Mike holy crap. You’re scaring the crap out of me here. Kms had a pile of auto darkening helmet for $70 ish. They are solar powered so no batteries and you can adjust the darkness and sensitivity with the dials. Best investment in welding one can make. I’m tempted to start a pool and the forum can buy you one.


----------



## Janger (Aug 4, 2018)

https://www.kmstools.com/magnum-auto-darkening-welding-helmet-red-flame-113313 
$60 on sale.


----------



## kevin.decelles (Aug 4, 2018)

I'll put in 5 bucks. I've had welding flash bad from cheap helmets, nothing worse


Sent from my iPhone using Tapatalk


----------



## Janger (Aug 4, 2018)

Wally said:


> I just ordered a helmet off of Amazon that had good reviews so next will be a gas bottle to do true mig. And once I feel comfortable enough the first projects will be a welding cart and welding table. Not as fancy as some of the projects I have seen on here but it will be a start I guess.



Let us know what you learn about bottles and gas. This is always tricky - last time this was discussed KMS has the best prices.


----------



## CalgaryPT (Aug 4, 2018)

WRT cylinders.... I've been a Praxair customer for 20+ years, and my lessons learned are: 1) get ones big enough that you aren't going back yearly and 2) get ones small enough that you can lift yourself. A lot of places will only put cylinders on the loading dock for you now--no assistance into your truck allowed. I've downsized both my Argon and StarGold (CO2/Argon mix) over the years as I aged so I can still handle them myself.

WRT to homemade carts....Pick your bottle first, then build the cart around it/them. It's dangerous to undersize your cart such that it can tip over and let the bottle(s) fall. Carts need to be stable so the bottle--even when chained in--won't tip when you bump them...which you will. Commercially made carts limit the liability by engineering the tray (base) such that an oversized bottle (they are mostly standardized sizes) can't fit in a smaller cart. But some redneck always seems to modify them after too many beers.

One last tip for carts: don't cheap out on wheels, specifically, the size. With gravel, metal parts, etc., in your shop, using too small wheels will be frustrating as the cart will hang up on every little obstruction.

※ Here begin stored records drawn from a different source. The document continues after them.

PR #881, opened 2020-06-09
Fix the `sysl export` command line to be more user friendly

anz-gordonj7:
New behaviour:
If an app is supplied on the command line then only it will be exported,
otherwise all apps defined will be exported.

If the filename doesnt include the $(appname) magic the appname will be infixed in the filename

### DIFF
--- a/cmd/sysl/cmd_export.go
+++ b/cmd/sysl/cmd_export.go
@@ -118,19 +118,30 @@ func (p *exportCmd) Execute(args cmdutils.ExecuteArgs) error {
 		return err
 	}
 
-	if strings.Contains(p.out, "%(appname)") {
-		for appName, syslApp := range args.Modules[0].GetApps() {
+	var writeCount int
+	for appName, syslApp := range args.Modules[0].GetApps() {
+		if appName == p.appName || p.appName == "" {
 			outputFileName := cmdutils.MakeFormatParser(p.out).LabelApp(appName, "", syslApp.GetAttrs())
+			if err := args.Filesystem.MkdirAll(filepath.Dir(outputFileName), os.ModePerm); err != nil {
+				return err
+			}
+			if p.appName == "" && outputFileName == p.out {
+				ext := filepath.Ext(outputFileName)
+				// convert out.yaml something like out.Fooapp.yaml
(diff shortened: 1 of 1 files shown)


cmd/sysl/cmd_export.go
```diff
@@ -118,19 +118,30 @@ func (p *exportCmd) Execute(args cmdutils.ExecuteArgs) error {
...
+	for appName, syslApp := range args.Modules[0].GetApps() {
+		if appName == p.appName || p.appName == "" {
 			outputFileName := cmdutils.MakeFormatParser(p.out).LabelApp(appName, "", syslApp.GetAttrs())
+			if err := args.Filesystem.MkdirAll(filepath.Dir(outputFileName), os.ModePerm); err != nil {
+				return err
+			}
+			if p.appName == "" && outputFileName == p.out {
+				ext := filepath.Ext(outputFileName)
+				// convert out.yaml something like out.Fooapp.yaml
+				outputFileName = fmt.Sprintf("%s.%s%s", strings.TrimSuffix(outputFileName, ext), appName, ext)
```
cuminandpaprika, line 131: Interesting that you've gone with output file names as `out.Fooapp.yaml` rather than just `Fooapp.yaml` Typically I've seen OpenAPI specs named the same as the service so I'd expect users to want to export as AppName.yaml etc. 

In this case, if I were to use `sysl export myapp.sysl -o specs` would the output files be named .FooApp.yaml?

anz-gordonj7: It was more of a "save the user from himself" thing. This printf is only used when no app was specified, so in your example you'd end up with `specs.FooApp.yaml`, but of course you really should be using the %(appname) magic in the filename.

anz-gordonj7: I chose to mash the app name into the specified filename instead of using the appname because the user may actually have a appname.yaml they didnt mean to overwrite.

cuminandpaprika: Okay that's a pretty good reason actually, makes sense! 
Something I've taken to using is appending my openapi files with FooApp.oas.yml or FooApp.oas.json so that it's obvious that these are openapi spec files. 

Could be a nice way of encouraging users to use this convention here.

Good luck. Post pics please!

When you are ready to tackle the table let us know here as well. Lots of great advice is available.


----------



## Janger (Aug 4, 2018)

My cylinders are 110 cu ft. I feel now they are too small. Peter what size do you use? I also note last time I got a refill at kms they could only filll to 55% or something. They only charged me for that much as well. 1200psi?  time before I got a fill it was to 1900 psi. I though that was low. Is 2400 psi or something a true full fill?


----------



## CalgaryPT (Aug 4, 2018)

I used to have T's, but downsized to S's. No idea capacity; I'd have to look. An "S" stands about 50" tall (w/o regulator and gauges). A "T" weighs about 150 lbs.; an "S" about half that--76 lbs.  I just swapped out my old "T" StarGold for an "S" 4 months ago. I have been using it pretty regularly and it is still about 2000 psi. I think it was 2500 or 2700 PSI when I got it. My old "T" tank it replaced I got 10 years out of. The "S" is half the weight, but now that I am retired and weld more, I'm guessing I'll get 2-3 years from it. 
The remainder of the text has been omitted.